= Corporate Accountability and Public Participation Africa =

Corporate Accountability and Public Participation Africa, also known as CAPPA, is a Nigerian non-governmental organisation that advocates for corporate accountability, public participation in governance, water justice, and public health policy.

== History and advocacy ==
On 16 March 2025, CAPPA warned that handing over public water facilities like the Adiyan II Water Treatment Plant, to private entities would expose Lagosians to higher tariffs, restricted access, and corporate exploitation. After the Lagos State Government signed a Memorandum of Understanding signed with the Belstar/ENKA consortium to rehabilitate and expand the state's water infrastructure, CAPPA criticized the selection process for lack of transparency in May 2025.

CAPPA has also campaigned for a reformed mining policy to make licensing processes accessible and affordable for local communities and small-scale miners. It has also spoken against foreign miners monopolising lithium mining in Nigeria.

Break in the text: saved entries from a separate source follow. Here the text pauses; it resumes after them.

PR #1696, opened 2019-08-26
Throw error if edge_based=true, but encoder does not support turn costs

### LINKED ISSUE #1695: Edge-based routing without turn cost supporting encoder
When we specify `edge_based=true` but the encoder does not have `|turn_costs=true` we get an edge-based algorithm, but the weighting will not be wrapped by `TurnWeighting`. U-turns will then not be prevented properly. 

Should we throw an error if `edge_based=true`, but `!encoder.supports(TurnWeighting.class)` ?

easbar:
Fixes #1695.


karussell:
Thx!

PR #1697, opened 2019-08-26
Add new 'curb_side' parameter, allow specifying start/target edges

### LINKED ISSUE #680: Force side of the street
Implement a new feature to support right side pick-up.

### LINKED ISSUE #1647: Allow restricting start/target edge for edge-based routing.

### LINKED ISSUE #1694: Way geometry can have duplicate (pillar) nodes
I encountered some cases where the way geometry contained duplicate points (so basically 'loops' within the geometry of an edge). I could work around this somehow, but at the same time I am wondering whether or not this should even be allowed. Maybe make sure this does not happen during import already ?

easbar:
This PR adds a new `curb_side` parameter to the `/route` endpoint. The `curb_side` specifies on which side a query point should be relative to the driver when she leaves/arrives at a start/target/via point. This feature is similar to `heading`, but does not suffer from (all) the drawbacks mentioned in #1647, importantly it works with speed-mode/CH. However, using this parameter requires using `edge_based=true` (so for example to use this with speed-mode/CH one needs to setup the graph preparation accordingly).

Take this example of a road going from West to East with some location x south of the road and another location y north of the road:

```java
    y
-----------
       x
```

The new parameter then has the following meaning:

|location|type|curb_side=right|curb_side=left|
|-|-|-|-|
|x|start|start towards E|start towards W|
|x|via|arrive from W, leave towards E|arrive from E, leave towards W|
|x|end|arrive from W|arrive from E|
|y|start|start towards W|start towards E|
|y|via|arrive from E, leave toward W|arrive from W, leave towards E|
|y|end|arrive from E|arrive from W|

You need to either specify the `curb_side` for all points of the routing query or for none of them. `curb_side=either` can be used to not specify the direction of arriving/leaving a point (in this case the routing engine will choose the shortest path considering all options).

Note that this definition of `curb_side` is independent of right/left-hand traffic in different countries, `curb_side=right` always means the location will be on the right of the driver (in driving direction), no matter whether she is sitting on the right/left of the vehicle and/or driving on the right/left lane.

There are some corner cases where the `curb_side` parameter will be ignored, for example when the query point lies on a junction, see `DirectionResolverTest.java` for more details.

Fixes #1647, fixes #680.

Current todo:

* [x] Find a solution for #1694 first (or stick with the workaround here) (the workaround is fine for now)
* [x] Fall back to `curb_side=either` in case the requested curb side is not possible (e.g. in one-way streets), or make this configurable. this is now configurable.


devemux86:
Users know only their heading in degrees (e.g. via GPS bearing) and can pass that conveniently to all routing engines in order to ask for a directed start during route calculation.

> This feature is similar to heading, but does not suffer from (all) the drawbacks mentioned in #1647, importantly it works with speed-mode/CH.

Is it an extra feature or the heading will be deprecated in the future?

easbar:
> Users know only their heading in degrees (e.g. via GPS bearing) and can pass that conveniently to all routing engines in order to ask for a directed start during route calculation.

Ok I see for a user with GPS it is convenient to pass on the heading in degrees. But for route planning (looking at a map) isn't it also convenient to be able to specify on which side of the road some location is ?

> Is it an extra feature or the heading will be deprecated in the future?

These features can co-exist. In the long run it would be nice to implement heading similarly to curb-side (specifying some heading (in degrees), extracting the relevant edge-ids and initializing the routing algorithm with these edges). For node-based routing I think the current implementation of heading would still be required.

easbar:
> But working with code, all that is available in clients are waypoints in coordinates and their headings in degrees. Low level parameters or conversions are not known in apps which are unaware of graph internals.

This depends on the kind of code/application/client as well (?). For example using `curb_side` it is possible to just set `curb_side=right` for all points yielding a route that reaches all points such that the point will be on the right side of the driver, without having to think about headings in degrees, c.f. #680.

devemux86:
> For example using curb_side it is possible to just set curb_side=right for all points yielding a route that reaches all points such that the point will be on the right side of the driver, without having to think about headings in degrees, c.f. #680.

That seems related more to via points and destination?
Route's start seems a different case, as shouldn't have to know if start on a street which is oneway or not, has multiple lanes, etc., instead just ask to start routing (if possible) towards a specific heading.

easbar:
> That seems related more to via points and destination?

Yes, you can use `curb_side` for all points (start, via, destination).

devemux86:
> Yes, you can use curb_side for all points (start, via, destination).

More meant that cannot see it as usable in place of start's heading.
Users cannot convert it to left / right without graph data knowledge.

easbar:
> More meant that cannot see it as usable in place of start's heading.
Users cannot convert it to left / right without graph data knowledge.

Ok `curb_side` was not meant to replace heading. But even for the start direction I do not understand what graph data knowledge is needed. All the user needs to know is whether the start location should be left or right of him ? Or are you asking to add the extension of this feature I mentioned above (take heading in degrees and determine edge ids) to this PR ? I would rather open another issue for this.

devemux86:
I'm more concerned if heading feature will be removed from GraphHopper in the future.
That will make it practically unusable in navigation (we use GraphHopper in [Kurviger](https://kurviger.de/)).

> All the user needs to know is whether the start location should be left or right of him ?

Vehicles on the road don't see map to know left/right, navigator does the (re)routing.
And it can only know what GPS reports, that is location's coordinates and heading.
That data is passed in routers so far and they calculate route towards that heading.

easbar:
> I'm more concerned if heading feature will be removed from GraphHopper in the future.

Ok thanks for your explanations and reminder what heading is used for. Of course it will not be removed, and if it will be re-implemented we have to make sure it can be used as before (but I do not think anyone is planning to change anything about the heading feature atm).

easbar:
Here is a little illustration of this parameter (the same route calculation for different values of `curb_side` for the start/target points).

`curb_side=left,curb_side=left`:
image

`curb_side=left,curb_side=right`:
image

`curb_side=right,curb_side=left`:
image

`curb_side=right,curb_side=right`:
image

easbar:
Ok, the only thing that I am not sure of here is what should happen when a `curb_side` is specified that can not be realized (like in a one-way) street.

1) connection not found error (this is what happens currently)
2) ignore the curb_side constraint
3) add another parameter that lets us choose between 1)&2)

For 1) and 2) it would be nice to know which curb_side constraint could not be fulfilled, maybe this information needs to be added to the response ? This is still missing.

easbar:
Ok, to make progress I decided to add a new parameter that controls the behavior: `ignore_impossible_curb_side`. So in case a curb_side constraint can not be fulfilled we get an error telling us at which point the constraint failed **unless** this parameter is set to true in which case the constraint ist ignored.

karussell:
I think option 3 is the best - the question is now, which of 1+2 should be default :) ? As we are in other matter rather strict it would be consistent to choose 1, but I have really no preference.

BTW: can or shall we rename `ignore_impossible_curb_side` to the shorter `force_curb_side` or `curb_side_force`? (which would also negate its meaning)

easbar:
Ok then I'll go with `force_curb_side`, and use `true` as default.

easbar:
image

PR #1703, opened 2019-08-28
New MaxLengthParser

otbutz:
* add support for the [maxlength](https://wiki.openstreetmap.org/wiki/Key:maxlength) tag
* moved shared value parsing logic from OSMMaxWidthParser to `com.graphhopper.routing.util.parsers.helpers.OSMDimensionExtractor`


otbutz:
I think we should combine them. How about `OSMValueExtractor` ?

karussell:
Sounds good!

karussell:
Thanks!

PR #1704, opened 2019-08-28
Add support for hgv toll sub-categories

otbutz:
This PR modifies the OSMTollParser to treat `toll:N2` and `toll:N3` as special cases of `toll:hgv`.

[Wikipedia](https://en.wikipedia.org/wiki/Large_goods_vehicle):
> A heavy goods vehicle (HGV), also large goods vehicle (LGV) or medium goods vehicle, is the European Union (EU) term for any truck with a gross combination mass (GCM) of over 3,500 kilograms (7,716 lb). Sub-category N2 is used for vehicles between 3,500 kilograms (7,716 lb) and 12,000 kilograms (26,455 lb) and N3 for all goods vehicles over 12,000 kilograms (26,455 lb) as defined in Directive 2001/116/EC.

### DIFF
--- a/core/src/main/java/com/graphhopper/routing/util/parsers/OSMTollParser.java
+++ b/core/src/main/java/com/graphhopper/routing/util/parsers/OSMTollParser.java
@@ -46,6 +46,10 @@ public class OSMTollParser implements TagParser {
             tollEnc.setEnum(false, edgeFlags, Toll.ALL);
         else if (readerWay.hasTag("toll:hgv", "yes"))
             tollEnc.setEnum(false, edgeFlags, Toll.HGV);
+        else if (readerWay.hasTag("toll:N2", "yes"))
+            tollEnc.setEnum(false, edgeFlags, Toll.HGV);
+        else if (readerWay.hasTag("toll:N3", "yes"))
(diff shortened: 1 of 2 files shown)


karussell:
Should we introduce those two subcategories instead of hiding them behind hgv? Or did you avoid this because they don't have a meaning outside of the EU?

otbutz:
I thought about introducing them as separate entries but i decided otherwise because

1. they're EU only (not really that problematic on its own IMHO)
2. they add more complexity
3. the `toll:N2`([taginfo](https://taginfo.openstreetmap.org/keys/toll:N2#overview): 714 ways) which describes a "smallish HGV" isn't used really often compared to `toll:N3`([taginfo](https://taginfo.openstreetmap.org/keys/toll:N3#overview): 19910 ways) which describes a regular truck with 12t or more
4. we'll never reach 100% toll model coverage because there are to many factors involved: load, axles, emission class, etc

I'd say we should keep it simple and geared towards the most common use cases. It's fine grained enough to make proper routing decisions for car/truck routing and to get an estimation for toll mileage.

karussell:
Thanks, that are good reasons :)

The organisation has frequently called for stiffer penalties for violations of smoking regulations for public safety. CAPPA petitioned the National Assembly on 21 January 2025 to increase the budgetary allocation for tobacco control from ₦10 million to ₦300 million in the 2025 national budget. It has also advocated for an increase in tax on sugar sweetened beverages.

CAPPA organised a journalist training in April 2024 in Lagos on salt reduction, urging implementation of mandatory salt targets and public education campaigns to lower sodium intake, which at the time averaged 5.8 grams per day and contributing to cardiovascular disease risk.